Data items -
* * * * * * *
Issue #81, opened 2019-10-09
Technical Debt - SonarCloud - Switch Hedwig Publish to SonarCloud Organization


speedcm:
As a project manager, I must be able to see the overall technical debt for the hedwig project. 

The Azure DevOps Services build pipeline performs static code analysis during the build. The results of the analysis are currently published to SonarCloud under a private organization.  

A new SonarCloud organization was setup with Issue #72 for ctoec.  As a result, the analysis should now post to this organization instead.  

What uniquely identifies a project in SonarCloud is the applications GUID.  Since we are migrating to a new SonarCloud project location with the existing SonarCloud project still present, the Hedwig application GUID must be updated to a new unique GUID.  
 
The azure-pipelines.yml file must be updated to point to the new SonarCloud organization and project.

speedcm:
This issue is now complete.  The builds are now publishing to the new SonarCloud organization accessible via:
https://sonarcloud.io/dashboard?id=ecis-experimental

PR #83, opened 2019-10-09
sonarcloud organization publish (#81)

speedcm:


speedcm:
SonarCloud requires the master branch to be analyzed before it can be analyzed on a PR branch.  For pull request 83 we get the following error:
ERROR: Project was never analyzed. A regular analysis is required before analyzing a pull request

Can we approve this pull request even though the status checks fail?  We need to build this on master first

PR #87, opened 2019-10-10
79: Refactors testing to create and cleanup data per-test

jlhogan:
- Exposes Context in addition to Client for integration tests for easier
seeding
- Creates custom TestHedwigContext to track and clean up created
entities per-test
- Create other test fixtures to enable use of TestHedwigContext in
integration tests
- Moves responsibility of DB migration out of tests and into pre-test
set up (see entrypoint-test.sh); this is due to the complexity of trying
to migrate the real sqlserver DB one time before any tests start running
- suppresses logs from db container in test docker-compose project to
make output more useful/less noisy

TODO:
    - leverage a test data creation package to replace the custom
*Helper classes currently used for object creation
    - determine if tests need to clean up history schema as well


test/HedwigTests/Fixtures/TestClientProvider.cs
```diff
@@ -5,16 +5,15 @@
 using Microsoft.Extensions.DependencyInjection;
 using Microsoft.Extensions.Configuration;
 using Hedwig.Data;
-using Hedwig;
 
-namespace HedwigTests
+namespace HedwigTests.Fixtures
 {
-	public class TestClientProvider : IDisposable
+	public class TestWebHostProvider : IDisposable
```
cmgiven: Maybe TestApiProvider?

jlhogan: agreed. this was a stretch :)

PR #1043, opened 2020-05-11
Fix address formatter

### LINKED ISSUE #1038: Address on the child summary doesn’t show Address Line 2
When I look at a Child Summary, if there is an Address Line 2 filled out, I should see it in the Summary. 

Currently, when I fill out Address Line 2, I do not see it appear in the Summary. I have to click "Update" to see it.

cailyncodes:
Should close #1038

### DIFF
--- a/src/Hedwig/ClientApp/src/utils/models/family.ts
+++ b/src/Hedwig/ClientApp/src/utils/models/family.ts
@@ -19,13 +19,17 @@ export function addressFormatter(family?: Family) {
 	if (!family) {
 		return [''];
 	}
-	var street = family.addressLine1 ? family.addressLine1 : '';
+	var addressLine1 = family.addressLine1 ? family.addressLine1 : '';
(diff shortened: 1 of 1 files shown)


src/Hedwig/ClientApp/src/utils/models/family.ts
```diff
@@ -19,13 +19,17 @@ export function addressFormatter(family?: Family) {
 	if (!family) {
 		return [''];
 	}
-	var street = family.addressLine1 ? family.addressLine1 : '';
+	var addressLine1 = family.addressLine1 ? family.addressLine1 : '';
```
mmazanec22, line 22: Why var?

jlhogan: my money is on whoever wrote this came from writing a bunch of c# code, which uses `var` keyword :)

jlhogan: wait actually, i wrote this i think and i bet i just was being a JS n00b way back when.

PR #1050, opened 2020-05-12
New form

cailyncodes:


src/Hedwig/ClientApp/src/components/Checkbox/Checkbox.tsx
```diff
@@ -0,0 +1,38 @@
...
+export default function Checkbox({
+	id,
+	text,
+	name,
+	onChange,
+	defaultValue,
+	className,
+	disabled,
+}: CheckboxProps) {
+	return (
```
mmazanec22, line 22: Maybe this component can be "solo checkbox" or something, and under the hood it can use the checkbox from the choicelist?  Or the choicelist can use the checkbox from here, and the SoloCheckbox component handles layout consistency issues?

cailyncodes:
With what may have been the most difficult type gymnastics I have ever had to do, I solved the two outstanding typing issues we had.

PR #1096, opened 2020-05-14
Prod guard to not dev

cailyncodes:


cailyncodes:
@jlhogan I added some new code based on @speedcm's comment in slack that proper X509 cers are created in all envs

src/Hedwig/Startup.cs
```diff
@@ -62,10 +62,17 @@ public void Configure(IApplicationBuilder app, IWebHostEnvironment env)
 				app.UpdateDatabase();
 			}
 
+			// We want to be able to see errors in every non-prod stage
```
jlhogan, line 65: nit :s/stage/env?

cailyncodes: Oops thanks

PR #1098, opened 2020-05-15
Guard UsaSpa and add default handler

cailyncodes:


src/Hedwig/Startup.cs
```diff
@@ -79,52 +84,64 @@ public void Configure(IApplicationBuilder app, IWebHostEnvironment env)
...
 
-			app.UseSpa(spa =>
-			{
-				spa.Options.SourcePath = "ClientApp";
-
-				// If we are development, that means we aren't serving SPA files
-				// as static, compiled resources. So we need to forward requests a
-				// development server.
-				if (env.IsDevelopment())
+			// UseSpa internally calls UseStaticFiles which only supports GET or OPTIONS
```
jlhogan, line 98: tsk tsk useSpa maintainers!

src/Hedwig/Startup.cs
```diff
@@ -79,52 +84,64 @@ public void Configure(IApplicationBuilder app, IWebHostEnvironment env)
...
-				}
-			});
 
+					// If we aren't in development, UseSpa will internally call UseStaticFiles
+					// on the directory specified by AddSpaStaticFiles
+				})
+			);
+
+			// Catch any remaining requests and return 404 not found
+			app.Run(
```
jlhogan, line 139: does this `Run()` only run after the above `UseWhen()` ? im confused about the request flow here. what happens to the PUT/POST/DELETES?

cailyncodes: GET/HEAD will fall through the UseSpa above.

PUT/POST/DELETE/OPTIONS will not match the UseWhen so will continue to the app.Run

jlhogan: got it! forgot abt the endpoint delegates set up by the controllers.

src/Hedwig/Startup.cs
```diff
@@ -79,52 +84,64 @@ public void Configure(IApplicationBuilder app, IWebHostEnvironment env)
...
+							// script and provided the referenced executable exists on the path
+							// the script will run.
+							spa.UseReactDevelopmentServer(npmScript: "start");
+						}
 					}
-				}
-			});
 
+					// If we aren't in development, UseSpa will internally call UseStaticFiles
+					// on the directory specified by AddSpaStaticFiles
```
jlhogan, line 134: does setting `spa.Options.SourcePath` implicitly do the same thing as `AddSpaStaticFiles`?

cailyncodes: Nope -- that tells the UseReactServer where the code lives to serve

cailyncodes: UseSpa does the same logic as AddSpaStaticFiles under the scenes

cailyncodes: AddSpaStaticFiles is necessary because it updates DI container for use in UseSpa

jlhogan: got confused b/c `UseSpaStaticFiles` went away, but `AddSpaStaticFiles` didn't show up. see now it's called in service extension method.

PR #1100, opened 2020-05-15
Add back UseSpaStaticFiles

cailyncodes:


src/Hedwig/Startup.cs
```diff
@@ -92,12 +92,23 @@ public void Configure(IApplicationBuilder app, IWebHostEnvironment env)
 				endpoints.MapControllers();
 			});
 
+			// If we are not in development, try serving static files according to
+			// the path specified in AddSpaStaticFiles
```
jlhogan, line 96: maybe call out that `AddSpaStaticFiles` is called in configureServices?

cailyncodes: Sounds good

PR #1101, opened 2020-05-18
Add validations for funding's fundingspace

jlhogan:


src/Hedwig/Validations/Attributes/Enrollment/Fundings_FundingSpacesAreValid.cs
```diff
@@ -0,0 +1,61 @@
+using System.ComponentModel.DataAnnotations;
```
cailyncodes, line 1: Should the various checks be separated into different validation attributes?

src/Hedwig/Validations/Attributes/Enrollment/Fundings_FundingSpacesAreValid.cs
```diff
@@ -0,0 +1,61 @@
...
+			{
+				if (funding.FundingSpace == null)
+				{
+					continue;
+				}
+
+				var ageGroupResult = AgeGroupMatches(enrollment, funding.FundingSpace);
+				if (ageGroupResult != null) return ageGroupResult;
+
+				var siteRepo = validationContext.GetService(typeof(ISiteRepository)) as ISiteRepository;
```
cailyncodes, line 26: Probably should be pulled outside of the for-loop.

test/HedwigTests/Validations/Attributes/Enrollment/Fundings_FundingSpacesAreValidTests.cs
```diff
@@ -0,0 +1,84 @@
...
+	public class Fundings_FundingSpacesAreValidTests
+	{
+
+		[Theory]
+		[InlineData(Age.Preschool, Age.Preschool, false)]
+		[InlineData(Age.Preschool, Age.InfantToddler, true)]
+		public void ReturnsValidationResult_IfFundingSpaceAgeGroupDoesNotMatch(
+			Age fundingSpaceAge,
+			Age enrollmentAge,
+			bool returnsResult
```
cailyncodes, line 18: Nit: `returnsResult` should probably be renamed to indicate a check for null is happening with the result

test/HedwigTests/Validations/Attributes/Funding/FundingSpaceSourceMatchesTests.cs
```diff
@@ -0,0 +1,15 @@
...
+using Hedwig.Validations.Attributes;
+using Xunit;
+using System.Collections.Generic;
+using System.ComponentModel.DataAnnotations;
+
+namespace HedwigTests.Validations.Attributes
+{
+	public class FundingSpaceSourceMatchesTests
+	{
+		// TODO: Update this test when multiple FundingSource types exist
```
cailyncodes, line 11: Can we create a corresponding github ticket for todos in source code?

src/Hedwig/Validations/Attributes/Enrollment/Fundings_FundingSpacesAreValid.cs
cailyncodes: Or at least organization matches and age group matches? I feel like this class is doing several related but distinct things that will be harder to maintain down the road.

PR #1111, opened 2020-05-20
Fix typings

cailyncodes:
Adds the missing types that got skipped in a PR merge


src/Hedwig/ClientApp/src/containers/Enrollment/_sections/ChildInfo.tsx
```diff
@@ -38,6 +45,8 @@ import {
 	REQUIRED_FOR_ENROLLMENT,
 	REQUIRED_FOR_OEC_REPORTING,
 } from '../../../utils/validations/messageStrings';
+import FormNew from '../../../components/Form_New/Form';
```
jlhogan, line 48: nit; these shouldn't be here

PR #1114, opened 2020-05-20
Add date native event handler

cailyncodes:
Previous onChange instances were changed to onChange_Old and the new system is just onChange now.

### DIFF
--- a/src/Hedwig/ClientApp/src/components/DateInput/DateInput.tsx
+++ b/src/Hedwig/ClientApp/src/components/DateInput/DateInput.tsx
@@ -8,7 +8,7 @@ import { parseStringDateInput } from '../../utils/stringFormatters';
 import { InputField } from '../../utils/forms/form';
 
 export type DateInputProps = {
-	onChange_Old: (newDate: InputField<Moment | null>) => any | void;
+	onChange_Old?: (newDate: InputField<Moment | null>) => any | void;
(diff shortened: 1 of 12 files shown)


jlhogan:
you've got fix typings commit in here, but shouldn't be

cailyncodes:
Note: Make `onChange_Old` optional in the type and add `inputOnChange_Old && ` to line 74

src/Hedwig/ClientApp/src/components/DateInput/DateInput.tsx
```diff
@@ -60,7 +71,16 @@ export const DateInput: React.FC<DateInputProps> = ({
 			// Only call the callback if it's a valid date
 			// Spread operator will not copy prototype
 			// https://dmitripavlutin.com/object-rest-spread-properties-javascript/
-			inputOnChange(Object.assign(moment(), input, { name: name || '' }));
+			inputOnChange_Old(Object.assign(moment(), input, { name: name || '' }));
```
* * * * * * *
Task directions - Across these entries, count each line where the string "opened" shows up. Give only the count.

Task answer - 11